Maintaining critical chiller plant at the Advanced Computing Facility
8 February 2024
The Advanced Computing Facility houses the high performance computing services operated by EPCC, including ARCHER2 and the Edinburgh International Data Facility. To ensure maximum efficiency, and minimum energy use, a variety of methods are employed to cool the systems we host including direct air cooling, semi-direct water cooling, and direct water cooling.
To get the best efficiency, assured performance and longevity from our mechanical equipment, there is a need to ensure the correct inspection and maintenance regime is carried out at the correct frequency. To mitigate the risks of this type of work, we schedule such tasks for winter when we are less reliant on our equipment because of our ability to use low outside air temperatures to supplement our mechanical cooling.
This critical chiller plant provides the mechanical cooling options required on a 24/7 basis to support the operation of our Computer Rooms, which constantly generate heat as electrical energy is used in the running of our systems. The chiller systems are designed to operate to high levels of efficacy using free cooling from low outside air temperatures when possible and therefore require regular maintenance to ensure continued, assured operation.
As you would expect, these chillers are maintained regularly to manufacturer's recommendations, but the plant has recently undergone its first specialist internal inspection and clean of the condenser tubes. This is a fairly simple but long, arduous and extensive piece of work which requires disassembly of some of the larger parts of the machine to provide the necessary internal access.

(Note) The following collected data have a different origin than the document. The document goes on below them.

PR #518, opened 2026-08-06
Add authenticated AES encryption and key wrapping

mrcompator:
## Summary
- add an authenticated-encryption API backed by AES-GCM with generated nonces, AAD, and fail-closed authentication
- add AES-KW and AES-KWP key-wrapping APIs for visible and opaque secret keys
- document safe AES usage and cover the implementations with NIST/RFC vectors, tamper tests, and smoke modules

## Test plan
- [x] `./gradlew :xdk:lib-crypto:testXtc`
- [x] installed-XDK `AesGcmTest` smoke module
- [x] installed-XDK `AesKeyWrappingTest` smoke module
- [x] `./gradlew check`
- [x] `git diff --check`

### DIFF
--- a/javatools/src/main/java/org/xvm/runtime/template/_native/crypto/xRTAlgorithms.java
+++ b/javatools/src/main/java/org/xvm/runtime/template/_native/crypto/xRTAlgorithms.java
@@ -148,7 +148,9 @@ public class xRTAlgorithms
             }
 
             case 1:   // SymmetricalCipher
-            case 2: { // AsymmetricalCipher
+            case 2:   // AsymmetricalCipher
+            case 6:   // AuthenticatedCipher
+            case 7: { // KeyWrappingCipher
                 Cipher cipher = Cipher.getInstance(sName);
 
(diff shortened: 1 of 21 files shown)


mrcompator:
CTR, CFB, OFB, and CTS are intentionally excluded from this change. They are unauthenticated AES modes: ciphertext can be modified without detection, and their IV/nonce requirements are easy to misuse. They remain useful for compatibility with specific legacy protocols or storage formats, but AES-GCM should be the application-facing default. We can add an individual low-level mode later when an interoperability requirement justifies its API and tests.

lagergren (approved):

ggleyzer:
I'm not convinced we need the seal/open operations, KeyWrapper etc. Most of the time the CryptoKey you get from a store is an impenetrable shell that can be used for encryption/decryption purposes, but cannot be used to retrieve the raw cryptographic material anyway.

Granted, I may not fully understand the intent, so a face-to-face review/discussion seems necessary

lagergren (approved):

The condenser tubes circulate water inside the chiller, removing heat from the chiller to the roof of the ACF where the water is cooled and re-cooled constantly via large heat exchangers (radiators) and returned to the chiller. Over time these tubes can become dirty or suffer from wear and therefore need to be cleaned and inspected to ensure the free flow of the water and to identify any potential issues before critical problems occur.
Access to each machine was provided by removing the local pipework and heavy end caps once the internal water/glycol mix was decanted and retained for later replacement. The next step was to individually clean each of the many 3 metre long tubes with long brushes until each was suitably cleaned.

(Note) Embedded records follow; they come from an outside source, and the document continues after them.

PR #519, opened 2026-08-07
Cache directory repository module metadata

ggleyzer:
## Intent

Avoid deserializing every XTC module merely to discover its qualified name when a DirRepository is reconstructed in a new JVM. This preserves repository ordering and support for modules stored under nonstandard filenames.

DirRepository now stores a small transient index under the system temporary directory. Each entry records the filename, timestamp, size, module name, and prior load error state. On startup, unchanged entries are reused and only new or modified modules are deserialized. Cache files are path-bound, versioned, validated against their physical size, written atomically, and treated strictly as an optional performance aid; malformed or unavailable caches fall back to the existing scan.

## Performance

The first run still pays the existing scan cost and creates the index. Subsequent runs benefit while unchanged modules remain valid.

- full manual JIT suite run improved from 6.5s to 4.7s
- manualTests:runParallel improved from 17s to 13s, approximately 24%

### DIFF
--- a/javatools/src/main/java/org/xvm/asm/DirRepository.java
+++ b/javatools/src/main/java/org/xvm/asm/DirRepository.java
@@ -9,8 +9,6 @@ import java.io.File;
 import java.io.FileFilter;
 import java.io.IOException;
 
-import java.nio.charset.StandardCharsets;
-
 import java.nio.file.AtomicMoveNotSupportedException;
 import java.nio.file.Files;
 import java.nio.file.Path;
@@ -21,7 +19,6 @@ import java.util.HashMap;
 import java.util.Map;
 import java.util.Set;
 import java.util.TreeMap;
-import java.util.UUID;
 
 
 /**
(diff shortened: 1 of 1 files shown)


javatools/src/main/java/org/xvm/asm/DirRepository.java
```diff
@@ -149,6 +175,140 @@ protected void ensureCache() {
...
+     */
+    private File getCacheFile() {
+        String tempDir = System.getProperty("java.io.tmpdir");
+        if (tempDir == null) {
+            return null;
+        }
+
+        try {
+            String path = m_dir.getCanonicalPath();
+            String key  = UUID.nameUUIDFromBytes(path.getBytes(StandardCharsets.UTF_8)).toString();
```
cpurdy: wouldn't we always want to use the same name?

cpurdy (approved):
Looks fine in general.

javatools/src/main/java/org/xvm/asm/DirRepository.java
ggleyzer: The `UUID.nameUUIDFromBytes()` just produces an MD5 digest of the path name. The idea was suggested by Codex and I didn't think much about it. After the reflection, however, I agree that it's unnecessarily heavy and obscure. I'll change it something simpler, e.g.
    
    `String key = Integer.toUnsignedString(path.hashCode(), 16);`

This was followed up by visual and then ultra-sonic inspection of each tube wall to determine its thickness and any areas of thinning or concern. All of which is a time-consuming but an extremely valuable exercise, as a few of the tubes were found to be potential future failures.
Preventing critical failure
Fortunately only a handful of tubes were seen to be problematic. These were plugged at each end to remove them from service and, because such a very low number were affected, the loss of them will not overly affect the performance of the plant. This very small reduction in cooling capability is far outweighed by the benefit gained because some potential problems were discovered before a critical failure occurred.
Once the internal works were completed it was a simple, if arduous, task to re-fit the end caps and pipework then replace the saved water/glycol mix. Each machine was then recommissioned to bring it back into service with the knowledge that we are in a more assured operational position than before works started.
We can also be assured that the plant will now operate to its best efficiency which in turn minimises energy consumption, a vital consideration in our operations.